7. Il résulte de ces dispositions qu'il appartient à l'autorité militaire compétente d'apprécier l'intérêt du service pour prononcer la mutation des personnels et leur affectation et définir les missions à leur confier.

8. Il ressort des pièces du dossier, et notamment des motifs de la décision attaquée que, pour confirmer le retrait de l'ordre de mutation de M. A du détachement du service militaire adapté à Périgueux au régiment du service militaire adapté à La Réunion, la ministre s'est estimée en situation de compétence liée à raison des prescriptions de la circulaire n° 103/ARM/RH-AT/CCM/MOB du 7 juin 2018, relative à la gestion de la mobilité du personnel militaire de l'armée de terre pour 2019, publiée au bulletin officiel des armées du 10 juillet 2018. Par cette circulaire ministérielle, ont été précisées les modalités particulières de mise en œuvre de la mobilité du personnel militaire de l'armée de terre au titre de l'année 2019 et les directives spécifiques à mettre en œuvre au plan annuel de mutation (PAM) 2019 de l'outre-mer et de l'étranger. Le paragraphe 3.1.2 de cette circulaire prévoit que " ne peuvent être désignés pour le service hors métropole au cours de l'année 1 les sous-officiers qui, dans les années A-1 et A ont fait l'objet d'une sanction dont la partie sans sursis est supérieure ou égale à quinze jours d'arrêts ". Ces dispositions qui ont pour objet d'interdire à une catégorie de militaires de solliciter ou d'obtenir une mutation outre-mer à raison d'une sanction disciplinaire infligée par l'autorité militaire, imposent une condition non prévue par des dispositions statutaires. Or, la ministre ne tenait ni des dispositions des articles L. 4111-2 et L. 4121-5 précités du code de la défense ni d'aucun principe ou disposition législative ou réglementaire la compétence pour imposer une telle condition à caractère général. Dans ces conditions, M. A est fondé à soutenir que la ministre a entaché sa décision d'une erreur de droit en estimant qu'elle était tenue, en application des prescriptions de la circulaire du 7 juin 2018, de confirmer la décision retirant l'ordre de mutation individuel de l'intéressé pour le régiment de service militaire adapté de la Réunion, à raison de la sanction de 15 jours d'arrêt qui lui a été infligée par une décision du 26 juin 2019.

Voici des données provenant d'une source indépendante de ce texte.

PR #164, opened 2023-07-18
Refactor `SignatureCollection` trait

michael-yxchen:
The old `SignatureCollection` trait doesn't fit the need of bls signature collection. When building the `SignatureCollection`, it keeps intermediate aggregation results for quicker search of the invalid signature. Once the `SignatureCollection` is created, i.e. the aggregate signature verified, the intermediate results are discarded to make the collection constant sized.

The previous trait is split into two parts, a SignatureBuilder struct that collects signatures in a vector, and a `SignatureCollection` trait that verifies. The leader appends the signatures received in the builder and constructs the `SignatureCollection` when quorum is reached. The `SigCol::new()` function emits the SigCol if it verifies or accountability information on err.

The `new()` function verifies the SigCol so a leader should never create invalid `SignatureCollection`. `SigCol::verify` doesn't produce any evidence that attributes the verification failure to specific validators even if the info is available (e.g. a `MultiSig`). The author should be slashed in the `Err` case.

The `add_signature` is changed slightly to carry the index of the node id in the validator set. It's used by bls signature collections to lookup the pubkey of the signing entity and verify the signature. The validator set is responsible for creating the ordered list of `(NodeId,BlsPubKey)` for such purpose (e.g. by sorting the list).

The ValidatorSet designed to only contain the staking information. The ValidatorSetProperty type stores any auxiliary data: blspubkey, validator index, etc.

### DIFF
--- a/monad-consensus-types/src/signature.rs
+++ b/monad-consensus-types/src/signature.rs
@@ -1,23 +1,61 @@
-use monad_crypto::{
-    secp256k1::{Error, PubKey},
-    Signature,
-};
-use monad_types::Hash;
+use std::fmt::Debug;
 
-pub trait SignatureCollection: Clone + Default + Send + Sync + std::fmt::Debug + 'static {
-    type SignatureType: Signature;
+use monad_crypto::{bls12_381::BlsPubKey, Signature};
+use monad_types::{Hash, NodeId};
 
-    fn new() -> Self;
+#[derive(Clone, Debug)]
+pub struct SignatureBuilder<SCT: SignatureCollection> {
+    sigs: Vec<(usize, SCT::SignatureType)>,
+}
+
+impl<SCT: SignatureCollection> Default for SignatureBuilder<SCT> {
+    fn default() -> Self {
+        Self::new()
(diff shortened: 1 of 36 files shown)


monad-validator/src/validator_property.rs
michael-yxchen, line 1: ValidatorSetProperty stores the NodeId->BlsPubKey mapping

monad-consensus-types/src/signature.rs
michael-yxchen, line 1: SignatureCollection trait refactor

ariqchowdhury:
> The old `SignatureCollection` trait doesn't fit the need of bls signature collection. When building the `SignatureCollection`, it keeps intermediate aggregation results for quicker search of the invalid signature. Once the `SignatureCollection` is created, i.e. the aggregate signature verified, the intermediate results are discarded to make the collection constant sized.
>
It feels like the implementation details are leaking into the interface -- intermediate aggregate results for quicker search doesn't seem like something a generic SignatureCollection should care about.

PR #165, opened 2023-07-18
Run clippy on everything

abenedito-monad:


omegablitz:
LGTM once clippy errors are fixed

PR #168, opened 2023-07-21
Add rustfmt toml

abenedito-monad:


.rustfmt.toml
```diff
@@ -0,0 +1,2 @@
+group_imports = "StdExternalCrate"
+imports_granularity = "Module"
```
ariqchowdhury: this should be "Crate", right?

9. Il résulte de ce qui précède que, sans qu'il soit besoin d'examiner les autres moyens de la requête, la décision en date du 7 janvier 2020 de la ministre des armées doit être annulée.

Sur les conclusions à fin d'injonction :

10. L'exécution du présent jugement implique nécessairement que la situation de M. A au regard des suites à donner à son ordre de mutation individuel d'avril 2019 soit réexaminée. Il y a lieu, dans les circonstances de l'espèce, d'enjoindre au ministre des armées de procéder à ce réexamen dans un délai de deux mois à compter de la notification du présent jugement.

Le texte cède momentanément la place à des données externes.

PR #1352, opened 2024-12-29
wait for execution results to validate a proposal

mikety:
Issue:
Solution:
Tracking issue:

### DIFF
--- a/monad-consensus-state/src/lib.rs
+++ b/monad-consensus-state/src/lib.rs
@@ -9,7 +9,7 @@ use monad_consensus::{
         consensus_message::{ConsensusMessage, ProtocolMessage},
         message::{ProposalMessage, TimeoutMessage, VoteMessage},
     },
-    pacemaker::Pacemaker,
+    pacemaker::{Pacemaker, PacemakerCommand},
     validation::safety::Safety,
     vote_state::VoteState,
 };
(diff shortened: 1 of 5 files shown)


monad-consensus-state/src/lib.rs
```diff
@@ -414,10 +427,28 @@ where
...
         let state_root_action = self.state_root_hash_validation(&p);
 
-        if matches!(state_root_action, StateRootAction::Reject) {
-            return cmds;
+        match state_root_action {
+            StateRootAction::Reject => {
+                trace!("StateRoot Reject {:?}", p.block.get_seq_num().0);
+                return cmds;
+            }
+            StateRootAction::NotReady => {
```
omegablitz, line 435: `self.state_root_hash_validation` tries to look up the state root of `p.block.get_seq_num().max(self.config.execution_delay) - self.config.execution_delay`.

So a malicious proposer can send a proposal with an arbitrarily high seq_num and cause the round timer to be turned off.

Conceptually, I think we should still add the block to the blocktree even if we don't vote on it.

Maybe could move try_vote and try_propose to try_update_coherency, and then get rid of `pending_proposals`? Perhaps. call try_vote on all newly coherent blocks that contain high_qc?

mikety: It should be a way to validate the seq_num of a proposal, to make sure its not malicious. Currently SeqNum::add and SeqNum::sub panics on overflow.

omegablitz: There _shouldn't_ be anywhere where we call SeqNum::sub or SeqNum::add that can overflow.

mikety:
This is reopened as PR #1367

PR #1354, opened 2024-12-30
statesync protocol improvements

maxkozlovsky:
Implement flow control
Add error handling
Server session aborts
Limit memory use on client and server


maxkozlovsky:
was split and merged

PR #1362, opened 2024-12-31
Remove parent_round and parent_id from Vote

omegablitz:
Makes is_committable less error-prone, and removes parent_round/parent_id from QC.

The diff inside `try_commit` looks a lot bigger than it actually is, because I flattened out everything after the commit rule check.


omegablitz:
Opted to not remove qc.parent_round, qc.parent_id

PR #1364, opened 2024-12-31
Remove reth primitives from source files

eerkaijun:
Remove reth primitives from all source files. Mainly conversion of TransactionSigned -> alloy_consensus::TxEnvelope

part of the effort for https://github.com/category-labs/category-internal/issues/1025

mock swarm test pass


monad-eth-block-validator/src/lib.rs
```diff
@@ -93,8 +87,10 @@ where
         }
 
         // recovering the signers verifies that these are valid signatures
-        let signers = recover_signers(transactions, transactions.len())
-            .ok_or(BlockValidationError::TxnError)?;
+        let signers: Vec<Address> = transactions
+            .iter()
+            .map(|tx| tx.recover_signer().map_err(|_| BlockValidationError::TxnError))
```
omegablitz, line 93: Is there a batch sender recovery api?

eerkaijun: they don't have one. switched to parallel recovery

omegablitz: ref: https://github.com/paradigmxyz/reth/blob/fb6902880c42eaf6e1ff80a6ce04050a5244d514/crates/primitives-traits/src/transaction/recover.rs#L19-L25

Cargo.toml
omegablitz, line 1: remove reth-primitives from cargo.toml

eerkaijun: there's still reth primitives used in tests which are not removed yet (haven't got to those since we need to fix most tests anyways).

reth primitives are removed from source files

omegablitz:
Fixed by #1398

PR #1367, opened 2024-12-31
Wait for delayed state root

mikety:
Issue:
Solution:
Tracking issue:

### DIFF
--- a/monad-consensus-state/src/lib.rs
+++ b/monad-consensus-state/src/lib.rs
@@ -1,5 +1,5 @@
 use std::{
-    collections::{BTreeMap, HashMap},
+    collections::{BTreeMap, HashMap, LinkedList},
     ops::Deref,
     time::Duration,
 };
@@ -10,7 +10,7 @@ use monad_consensus::{
         consensus_message::{ConsensusMessage, ProtocolMessage},
         message::{ProposalMessage, TimeoutMessage, VoteMessage},
     },
-    pacemaker::Pacemaker,
+    pacemaker::{Pacemaker, PacemakerCommand},
     validation::safety::Safety,
     vote_state::VoteState,
 };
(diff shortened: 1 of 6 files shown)


monad-consensus-state/src/lib.rs
```diff
@@ -405,10 +418,28 @@ where
...
         let state_root_action = self.state_root_hash_validation(&p);
 
-        if matches!(state_root_action, StateRootAction::Reject) {
-            return cmds;
+        match state_root_action {
+            StateRootAction::Reject => {
+                trace!("StateRoot Reject {:?}", p.block_header.seq_num.0);
+                return cmds;
+            }
+            StateRootAction::NotReady => {
```
mikety, line 471: Preserved  @omegablitz comment:
self.state_root_hash_validation tries to look up the state root of p.block.get_seq_num().max(self.config.execution_delay) - self.config.execution_delay.

So a malicious proposer can send a proposal with an arbitrarily high seq_num and cause the round timer to be turned off.

Conceptually, I think we should still add the block to the blocktree even if we don't vote on it.

Maybe could move try_vote and try_propose to try_update_coherency, and then get rid of pending_proposals? Perhaps. call try_vote on all newly coherent blocks that contain high_qc?

mikety: the `seq_num `validation should happen[ early ](https://github.com/category-labs/monad-bft/blob/848172e84f80d6bc3c5544e66831cde4463eb5df/monad-state/src/consensus.rs#L318)to avoid the possibility of other issues.

michael-yxchen: we removed seq_num from QC, so seq_num verification requires parent block in the block tree and the check happens in [check_coherency](https://github.com/category-labs/monad-bft/blob/release-testnet/monad-eth-block-policy/src/lib.rs#L650) now

mikety:
This PR is replaced by [PR 1483 ](https://github.com/category-labs/monad-bft/pull/1483/commits/537753641b5c5aee4f91c54f17c0209eec43a086)

PR #1370, opened 2025-01-02
Fix single node startup with docker

eerkaijun:


eerkaijun:
commit is included in this pr: https://github.com/category-labs/monad-bft/pull/1373

PR #1373, opened 2025-01-03
Archive integration to release-testnet

eerkaijun:
E2e tested with RPC, on stressnet data

The RPC archive commit is already merged in master, but for some reason it's reverted on the release testnet branch so have to include it again


monad-archive/src/storage/cloud_proxy.rs
```diff
@@ -0,0 +1,145 @@
...
+
+        assert_eq!(result.get(&tx_hashes[0]).unwrap().tx.tx_hash(), &tx_hashes[0]);
+    }
+
+    #[tokio::test]
+    pub async fn test_cloud_proxy_reader_jank() {
+        let reader = CloudProxyReader::new(
+            "eoc53hGz4C4ZEFbfhB9YH3nd8iCQwqAz52plpZ7H",
+            url::Url::parse("https://9df09fanz1.execute-api.us-east-2.amazonaws.com/prod").unwrap(),
+            "stressnet-devnet2-4".to_owned(),
```
eerkaijun: @JoeHowarth I think we should remove this from the file

monad-rpc/src/main.rs
```diff
@@ -643,6 +664,30 @@ async fn main() -> std::io::Result<()> {
...
+                s3_bucket,
+                Some(region),
+                &archive_url,
+                &archive_api_key,
+                5,
+            )
+            .await
+            {
+                Ok(reader) => Some(reader),
+                Err(_) => None,
```
JoeHowarth: Log error?

monad-archive/src/storage/cloud_proxy.rs
eerkaijun: removed

monad-rpc/src/main.rs
eerkaijun: added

Sur les frais liés au litige :

11. Il y a lieu, dans les circonstances de l'espèce, de mettre à la charge de l'Etat la somme de 1 500 euros à verser à M. A au titre de l'article L. 761-1 du code de justice administrative.

D E C I D E :

Article 1er : La décision en date du 7 janvier 2020 de la ministre des armées est annulée.

Article 2 : Il est enjoint au ministre des armées de procéder au réexamen de la situation de M. A au regard des suites à donner à son ordre de mutation individuel d'avril 2019, dans un délai de deux mois à compter de la notification du présent jugement.

Article 3 : L'Etat versera à M. A la somme de 1 500 euros au titre de l'article L. 761-1 du code de justice administrative.

Article 4 : Le présent jugement sera notifié à M. B A et au ministre des armées.

Délibéré après l'audience du 31 octobre 2023, à laquelle siégeaient :

M. Cantié, président,

Mme Martel, première conseillère,

M. Delohen, conseiller.

Rendu public par mise à disposition au greffe le 14 novembre 2023.

La rapporteure,

C. MARTEL

Le président,

C. CANTIÉLa greffière,

C. DUMONTEIL

La République mande et ordonne au ministre des armées en ce qui le concerne, et à tous commissaires de justice à ce requis, en ce qui concerne les voies de droit commun contre les parties privées, de pourvoir à l'exécution de la présente décision.